**Exercise aim:**
Once you find a line containing the word "stopSuspend" in the entries below, copy it.

**Entries provided:**
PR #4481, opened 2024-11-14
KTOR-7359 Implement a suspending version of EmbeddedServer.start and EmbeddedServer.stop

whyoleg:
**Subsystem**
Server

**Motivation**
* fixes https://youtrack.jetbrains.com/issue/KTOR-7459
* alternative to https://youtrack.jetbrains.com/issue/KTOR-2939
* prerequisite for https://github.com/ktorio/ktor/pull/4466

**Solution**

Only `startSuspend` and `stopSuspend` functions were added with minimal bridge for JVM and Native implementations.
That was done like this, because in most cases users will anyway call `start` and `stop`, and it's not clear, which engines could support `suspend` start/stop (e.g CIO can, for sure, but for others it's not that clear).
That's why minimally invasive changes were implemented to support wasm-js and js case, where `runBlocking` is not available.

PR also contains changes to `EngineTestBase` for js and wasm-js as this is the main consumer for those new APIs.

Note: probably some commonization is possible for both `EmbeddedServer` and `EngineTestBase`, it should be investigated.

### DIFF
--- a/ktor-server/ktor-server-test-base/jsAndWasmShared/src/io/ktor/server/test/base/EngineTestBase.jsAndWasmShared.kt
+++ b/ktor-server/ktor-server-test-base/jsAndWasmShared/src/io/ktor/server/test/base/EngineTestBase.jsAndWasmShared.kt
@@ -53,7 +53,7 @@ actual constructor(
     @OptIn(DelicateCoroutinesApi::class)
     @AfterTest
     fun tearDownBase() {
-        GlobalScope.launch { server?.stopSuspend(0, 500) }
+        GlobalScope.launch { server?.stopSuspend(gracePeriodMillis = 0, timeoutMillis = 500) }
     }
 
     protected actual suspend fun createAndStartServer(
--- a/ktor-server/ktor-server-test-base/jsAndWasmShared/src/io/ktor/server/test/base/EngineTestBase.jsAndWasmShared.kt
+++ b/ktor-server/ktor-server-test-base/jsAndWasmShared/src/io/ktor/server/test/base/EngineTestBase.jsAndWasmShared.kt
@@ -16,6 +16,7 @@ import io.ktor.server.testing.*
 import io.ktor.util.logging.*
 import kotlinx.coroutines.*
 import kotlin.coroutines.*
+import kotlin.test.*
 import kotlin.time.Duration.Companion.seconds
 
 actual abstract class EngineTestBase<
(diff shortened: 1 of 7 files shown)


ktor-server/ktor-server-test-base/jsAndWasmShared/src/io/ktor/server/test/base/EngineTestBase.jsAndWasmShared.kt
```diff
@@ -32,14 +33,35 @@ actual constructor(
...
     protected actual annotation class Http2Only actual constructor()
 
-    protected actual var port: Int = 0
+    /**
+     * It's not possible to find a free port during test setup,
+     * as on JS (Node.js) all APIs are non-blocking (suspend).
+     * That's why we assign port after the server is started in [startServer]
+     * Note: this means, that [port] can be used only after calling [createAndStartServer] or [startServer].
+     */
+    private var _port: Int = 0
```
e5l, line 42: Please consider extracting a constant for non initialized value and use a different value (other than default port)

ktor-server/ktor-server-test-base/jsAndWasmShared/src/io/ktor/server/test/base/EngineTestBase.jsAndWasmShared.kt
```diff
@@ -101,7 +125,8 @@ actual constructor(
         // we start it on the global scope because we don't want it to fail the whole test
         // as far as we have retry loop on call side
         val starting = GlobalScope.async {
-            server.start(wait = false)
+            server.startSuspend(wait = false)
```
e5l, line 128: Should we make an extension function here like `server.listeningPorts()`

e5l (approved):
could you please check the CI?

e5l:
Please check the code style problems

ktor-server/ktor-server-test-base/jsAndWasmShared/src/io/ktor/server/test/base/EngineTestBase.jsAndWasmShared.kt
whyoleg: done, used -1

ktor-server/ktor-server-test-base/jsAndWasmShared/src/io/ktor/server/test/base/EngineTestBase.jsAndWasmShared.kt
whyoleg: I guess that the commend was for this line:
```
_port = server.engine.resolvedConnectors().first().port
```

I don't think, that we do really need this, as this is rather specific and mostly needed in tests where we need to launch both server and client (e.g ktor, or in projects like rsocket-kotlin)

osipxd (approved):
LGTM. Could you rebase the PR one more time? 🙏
...
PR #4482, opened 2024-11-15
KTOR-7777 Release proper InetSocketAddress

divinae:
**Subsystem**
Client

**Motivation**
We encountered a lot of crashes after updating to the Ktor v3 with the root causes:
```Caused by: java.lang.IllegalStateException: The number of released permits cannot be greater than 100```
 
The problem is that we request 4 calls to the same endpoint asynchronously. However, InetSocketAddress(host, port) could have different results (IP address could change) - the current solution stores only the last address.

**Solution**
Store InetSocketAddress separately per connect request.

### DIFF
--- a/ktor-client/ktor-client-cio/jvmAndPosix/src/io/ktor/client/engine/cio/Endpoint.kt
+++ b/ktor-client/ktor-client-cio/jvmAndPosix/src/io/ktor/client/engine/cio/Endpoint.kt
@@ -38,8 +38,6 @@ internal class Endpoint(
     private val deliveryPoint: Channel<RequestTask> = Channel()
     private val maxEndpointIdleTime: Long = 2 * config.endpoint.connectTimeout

**Answer to this problem:**
Only `startSuspend` and `stopSuspend` functions were added with minimal bridge for JVM and Native implementations.
-        GlobalScope.launch { server?.stopSuspend(0, 500) }
+        GlobalScope.launch { server?.stopSuspend(gracePeriodMillis = 0, timeoutMillis = 500) }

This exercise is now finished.